The use case is following:
We are receiving bunch of documents that almost have the same structure, but from different providers. Document type is something like Receipts or Bank Statements.
There are 2 fields that need to be extracted: Reference Number and Amount.
At first I have defined 1 document type in taxonomy with those 2 fields, but using this and public endpoints ML models I didn’t get proper results, and I could not create different Regex expressions to get the values from the documents.
After that I’ve created multiple document types in my taxonomy (for each provider that we have) but with the same fields.
With this approach I can use Classification and use different Regex Expressions.
This is giving me better results overall, but it feels wrong to me, since the same can be made even without Document Understanding.
How should I approach this problem?
Should I create one Document type in Taxonomy and use ML model to try to extract the values or should I continue with the approach that is giving me latest some results.

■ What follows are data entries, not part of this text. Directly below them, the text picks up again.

PR #2193, opened 2025-10-08
Feat/seek staking discounts bittensor

UrbanWill:
# Description

Depends on: https://github.com/TalismanSociety/talisman-config/pull/14

Added Bittensor dTao staking discounts for users staking SEEK.

### 🖼️ **Screenshots:**

https://github.com/user-attachments/assets/870e7afc-0c0a-4641-aeb4-1816442f8595

PR #2197, opened 2025-10-09
fix: staking buttons visibility

0xKheops:
previously the staking button and hooks were passed a group of balances (grouped by symbol) plus an arbitrary tokenId as parameter, which was used as reference. if that tokenId wasnt the one of a stakable token, then the button wasnt showing even if some other balances were stakable.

You can re-train the model with the documents using data labeling and running few files…that might give you better results and …if they are even little different you can use classification in data labeing as well so even using du you should be able to classify
It is generally a good idea to try to create a single document type in your taxonomy that can be used to extract the common fields (e.g., Reference Number and Amount) from all of the different types of documents you are processing.
This will allow you to use a single set of extraction rules, which can be more efficient and easier to maintain than having to maintain multiple sets of rules for each different document type.
Ultimately, the approach that works best will depend on the specific characteristics of your documents and the data you are trying to extract. It may be helpful to experiment with different approaches and see which one gives you the best results.